Work required.
Let the line containing "Extended support for" serve as the first line of the answer and the final line of the entries as its last, with every line between copied exactly.

Records supplied.
○ ○ ○ ○ ○

PR #705, opened 2015-06-16
Extended support for server and client SSL authentication

zedar:
1. Extend `SSLContexts` helpers with truststore settings. 
2. Add `SSLContext` to  `RequestSpec` used by ratpack's `HttpClient`. Now it is possible to define client side `SSLContext` used in ssl handshaking between server and client.  
3. Add `sslClientAuth` property to `ServerConfig`. If set to true, the server needs client ssl authentication. It propagates to the statement `sslEngine.setNeedClientAuth(sslClientAuth);` while building server's channel.


ratpack-core/src/main/java/ratpack/http/client/RequestSpec.java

○ ○ ○ ○ ○

Task result.
Extended support for server and client SSL authentication

zedar:
1. Extend `SSLContexts` helpers with truststore settings. 
2. Add `SSLContext` to  `RequestSpec` used by ratpack's `HttpClient`. Now it is possible to define client side `SSLContext` used in ssl handshaking between server and client.  
3. Add `sslClientAuth` property to `ServerConfig`. If set to true, the server needs client ssl authentication. It propagates to the statement `sslEngine.setNeedClientAuth(sslClientAuth);` while building server's channel.


ratpack-core/src/main/java/ratpack/http/client/RequestSpec.java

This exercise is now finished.